→ **Try it**: Could you return all of the data exactly as given?

→ **Data**:
◇ ◇ ◇ ◇ ◇ ◇ ◇

PR #1085, opened 2024-07-30
Refactor canary auto-generation cli semantics

marc-1010:
*Issue #, if available:*

*Description of changes:*
- Canary auto generation will be disabled for empty canary settings. This is intended to prevent auto generation when a key is added to the `.rpdk-config` when providers are upgrading their rpdk version set.
- Add an argument `local-code-generation` to the `cfn generate` command to enable canary auto generation. This intended to restrict canary autogeneration to specific development use cases. Canary auto-generation should not occur for remote builds. 

Unit Test Cases:
- Canary autogeneration will not occur if the `local-code-generation` flag is missing or False. 
- Add `local-code-generation=True` to existing unit tests

### DIFF
--- a/src/rpdk/core/generate.py
+++ b/src/rpdk/core/generate.py
@@ -20,7 +20,9 @@ def generate(args):
         args.profile,
     )
     project.generate_docs()
-    project.generate_canary_files()
+    project.generate_canary_files(
+        args.local_code_generation,
+    )
     LOG.warning("Generated files for %s", project.type_name)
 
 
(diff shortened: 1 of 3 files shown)


ammokhov (commented):
I am confused what benefits we get from having `local-code-generation`

marc-1010:
> I am confused what benefits we get from having `local-code-generation`

There is no valid use case/need for re-generating canary code during remote builds. Canaries are not assumed to be a build time generated-source. This cli argument will prevent remote builds from re-generation/overriding canary code during remote host build time. I don't think the burden should be on providers to manually to disable canary generation completely in .rpdk-config to prevent behavior that we know to be unnecessary or problematic.

agarikana (approved):

AidenAtSea (approved):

◇ ◇ ◇ ◇ ◇ ◇ ◇

→ **Answer to the problem**:
PR #1085, opened 2024-07-30
Refactor canary auto-generation cli semantics

marc-1010:
*Issue #, if available:*

*Description of changes:*
- Canary auto generation will be disabled for empty canary settings. This is intended to prevent auto generation when a key is added to the `.rpdk-config` when providers are upgrading their rpdk version set.
- Add an argument `local-code-generation` to the `cfn generate` command to enable canary auto generation. This intended to restrict canary autogeneration to specific development use cases. Canary auto-generation should not occur for remote builds. 

Unit Test Cases:
- Canary autogeneration will not occur if the `local-code-generation` flag is missing or False. 
- Add `local-code-generation=True` to existing unit tests

### DIFF
--- a/src/rpdk/core/generate.py
+++ b/src/rpdk/core/generate.py
@@ -20,7 +20,9 @@ def generate(args):
         args.profile,
     )
     project.generate_docs()
-    project.generate_canary_files()
+    project.generate_canary_files(
+        args.local_code_generation,
+    )
     LOG.warning("Generated files for %s", project.type_name)
 
 
(diff shortened: 1 of 3 files shown)


ammokhov (commented):
I am confused what benefits we get from having `local-code-generation`

marc-1010:
> I am confused what benefits we get from having `local-code-generation`

There is no valid use case/need for re-generating canary code during remote builds. Canaries are not assumed to be a build time generated-source. This cli argument will prevent remote builds from re-generation/overriding canary code during remote host build time. I don't think the burden should be on providers to manually to disable canary generation completely in .rpdk-config to prevent behavior that we know to be unnecessary or problematic.

agarikana (approved):

AidenAtSea (approved):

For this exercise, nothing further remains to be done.